Understanding limits, especially as they approach negative infinity, is essential for comprehending how functions behave as the input values get smaller and smaller. A limit at negative infinity essentially describes the behavior of a function as its input decreases without bound.
In layman's terms, when we say that the limit of a function \( f(x) \) as \( x \) approaches negative infinity is equal to negative infinity, written as \( \lim_{x \rightarrow -\infty} f(x) = -\infty \), we mean:

• For every real number \( M \), no matter how large or small, there will always be a point \( x \) beyond which all function values \( f(x) \) are less than this number \( M \).
• This signifies that as \( x \) becomes larger and negative, \( f(x) \) will continue to decrease past any given bound.

This concept is critical in calculus because it helps predict and understand the behavior of curves without graphing them at extreme negative values of \( x \).

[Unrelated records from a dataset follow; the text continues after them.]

PR #8499, opened 2023-07-18
Desktop: Resolves #8408: Adding support for plugin icons

### LINKED ISSUE #8408: Add support for plugin icons
We'd like to allow the plugin developers to specify an icon for their plugin in manifest.json. Please investigate what would be a good format for that icon (for example by checking what they do on the Chrome Store or Firefox Addons), and add support for it.

hubertfilho:


readme/api/references/plugin_manifest.md
```diff
@@ -39,6 +40,15 @@ Name | Type | Required? | Description
...
 | label | description of the image. |
 
+## Icons
+| Properties | Description |
+| --- | --- |
+| 16 | a relative path to an image .png |
+| 32 | a relative path to an image .png |
+| 48 | a relative path to an image .png |
+| 128 | a relative path to an image .png |
+You can declare as many key/value pairs icons you wish, as long as, you declare these four sizes defined above.
```
hubertfilho: In Chrome Web Store documentation they say "You may provide icons of any other size you wish, and Chrome will attempt to use the best size where appropriate.". I don't know if we're going to add support for this now, but the code already allows the plugin developer to define as many icon sizes as they want.

readme/api/references/plugin_manifest.md
```diff
@@ -15,6 +15,7 @@ Name | Type | Required? | Description
 `repository_url` | string | No | Repository URL where the plugin source code is hosted.
 `categories` | string[] | No | [Categories](#categories) that describes the functionality of the plugin. 
 `screenshots` | Screenshot[] | No  | [Screenshots](#Screenshot) are used for listing on Joplin Plugin website.
+`icons` | Icons | No | Icons are mainly used for be displaying on the desktop app plugins page and on Joplin Plugin Website.
```
hubertfilho: You probably will want to change this definition.

readme/api/references/plugin_manifest.md
```diff
@@ -39,6 +40,15 @@ Name | Type | Required? | Description
 | src | a relative path to src dir. |
 | label | description of the image. |
 
+## Icons
+| Properties | Description |
```
laurent22, line 45: Add a new line above

readme/api/references/plugin_manifest.md
laurent22: Could you check how it renders please? For example I see that this last line is part of the table. You need to add a new line above it to prevent this.

Also I don't understand what this sentence mean? What other key/value pairs is the user going to define?

readme/api/references/plugin_manifest.md
laurent22: Add a link to the documentation, like the other properties

laurent22: "Icons are used for listing on the desktop app plugins page and on the Joplin Plugin website."

readme/api/references/plugin_manifest.md
hubertfilho: I've just tried to say to the user that they can define other images sizes, as long they declare these four sizes above. Also, I tried to merge cells to not put it under the table, but I believe I can't do it on markdown. Anyways, I believe I can remove this sentence.

readme/api/references/plugin_manifest.md
hubertfilho: I'm sorry, I don't understand where is to add a new line?
I've added a new line between the heading and the table.
Should I add another new line in other place?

The proof of a limit statement involves showing that a particular condition is met for all sufficiently negative numbers. The process involves:

• Selecting an arbitrary real number \( M \). This number represents any lower limit we want \( f(x) \) to be less than.
• Finding a corresponding real number \( N \) such that for all \( x < N \), the function \( f(x) \) satisfies the condition \( f(x) < M \).

To prove that \( \lim_{x \rightarrow -\infty}(1 + x^3) = -\infty \):

• Start with the inequality \( 1 + x^3 < M \), which leads to \( x^3 < M - 1 \).
• As \( x^3 \) is monotonic decreasing (further explained later), this is true for all \( x \) less than \((M-1)^{1/3}\).
• Thus, \( N = (M-1)^{1/3} \) will suffice for \( x < N \), thereby proving that \( 1 + x^3 \) decreases past any \( M \).

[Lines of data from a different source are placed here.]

PR #8511, opened 2023-07-19
Desktop: Fixes #8476: Extra new lines on RichText Editor when pasting raw text

### LINKED ISSUE #8476: Text that is pasted in Rich Text editor has extra new lines
If I copy this plain text:

```
one paragraph

two paragraph
```

and paste it in the rich text editor, I get this:

```
one paragraph


two paragraph
```

So it's adding an extra newline character, while it should simply be creating two paragraphs.

A fix was attempted here: https://github.com/laurent22/joplin/pull/8511

hubertfilho:
When copying and pasting a text from some "without formatation text editor", e.g notepad, the RichText Editor was adding some additional line breaks. If the text from the text editor had 2 line brakes, it was putting 4. So, it was always doubling the line breaks (I can't figure it out why). So, what I did to solve the problem was basically search for a group of 2 line breaks and treat it as 1.

So,
- 1 line break is going to be treat as 1 line break
- 2 line breaks are going to be treat as 1 line break, also and
- 3 line breaks are going to be treat as 2 line breaks, and so on...

It was achive just adding an {1,2} regex quantifier, please take a look at: [Regex Quantifiers](https://www.w3schools.com/jsref/jsref_obj_regexp.asp) to a better explanation.


laurent22:
We need tests for this.

Also could you explain the fix please?

Finally, if I paste these lines:

```
one line
two line
```

I get this as a result:

```
one line

two line
```

Could you include a fix for this in your PR too?

hubertfilho:
@laurent22, just to don't leave yout without an answer, I'm seeing the problem about the big spaces between lines.

packages/app-desktop/gui/NoteEditor/NoteBody/TinyMCE/TinyMCE.tsx
```diff
@@ -551,6 +554,12 @@ const TinyMCE = (props: NoteBodyEditorProps, ref: any) => {
 				'h1', 'h2', 'h3', 'hr', 'blockquote', 'table', `joplinInsertDateTime${toolbarPluginButtons}`,
 			];
 
+			const contentStyle = `
+				.jop-tinymce p {
```
hubertfilho, line 575: To avoid using "margin: 0 !impotant;" I've used .job-tinymce class to make the selector stronger.
Also, I prefered to create a const do put the CSS just to not put CSS inside the js object. I think that the code is cleaner like this.

hubertfilho:
I've changed only the margin of the paragraphs, because I thought the space between the other tags (h1, table, etc) was good the way they are. I think we could remove the line below the H1 tag (a border added by CSS), what do you think?

laurent22:
@hubertfilho, ok but now if I paste this:

```
one line
two lines

three lines

four lines
```

I get this in the Rich Text editor:

```
one line
two lines
three lines
four lines
```

Is that not a problem?

I think your code needs to somehow recognise when something like `one line\ntwo lines` is pasted, and create a text that's `one line<br/>two lines` (instead of what's happening now, which is probably `<p>one line</p><p>two lines</p>`

hubertfilho:
@laurent22, I'm sorry but I couldn't reproduce the same behavior that you described. Look:

image

Do I missing somethig?

(it seems there's a bug in the portuguese translation "NotaCaderno" is wrong, Nota and Caderno are two differents words, just spotted that)

laurent22:
That's probably because notepad put the newlines as `\n\r` while I'm on macOS where it's `\n`. Both should be handled in a uniform way. Maybe there should be a first pass that converts all `\r\n` to `\n`, and then you process the text to insert it with the right newlines into the editor

hubertfilho:
Okay, I believe that's an easy to fix. I just need to change [\n\r] to [\n\r|\r|\n], it should do the trick.

hubertfilho:
Got it. I believe that simply change it to /[\n\r|\n|\r]{1,2}/g should do the trick.

Update:
I'm facing other problems with this funcionality, let's talk about this tomorrow in our meeting.

hubertfilho:
So, I believe that I was able to deal with two out of three problems:

The issue of extra new line was solved just changing this `...replace(/[\n\r]/g, '\n')` for `...replace(/(\n\r)/g, '\n')`.
So, I removed the regex quantifier. It was adding a extra new line in this regex [\n\r] bexause it was having two matches, matching the \n and \r and adding two \n's because of that. So, grouping the (\n\r) expression makes it matches \n\r as a single expression, what it is.

The big gap between lines was solved, just removing the margin from some html tags.

But, I couldn't solved the "erasing `<br>`s" issue.
I tried a lot of things, search in the TinyMCE documentation, and also found some questions about this same problem in StackOverFlow, but nothing worked to me. Maybe we can talk about it and you could try to help me, otherwise, you can assign me another issue, as you prefer.

Thanks and sorry for this.

laurent22:
Thanks Hubert. I will close this PR for now, but probably you were looking at the right part of the code so let's keep a reference to the PR for when someone else gives it a try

The proof involves algebraic manipulation and understanding function behavior at extreme values. Successfully proving it solidifies the definition and understanding of limits at negative infinity.

Monotonic functions are functions whose outputs move in a single direction as their inputs increase or decrease. Specifically, a function can be either increasing or decreasing:

• An increasing function has outputs that rise as inputs grow.
• A decreasing function has outputs that drop as inputs shrink or grow negatively.

For the function \( f(x) = x^3 \), which is used in our exercise, we recognize it as a monotonic decreasing function when \( x \) goes to negative infinity. This is because:

• The cube function \( x^3 \) continues to become more negative as \( x \) decreases beyond zero into negative territory.
• This reliable behavior allows us to predict that \( f(x) = x^3 \) reaches and surpasses any negative limit \( M \) if we go far enough in the negative direction.

Understanding monotonic functions aids in proving limit behaviors, as knowing the direction of the function's growth is pivotal. This simplifies showing \( N \) exists such that every input less than it results in outputs smaller than a set boundary \( M \).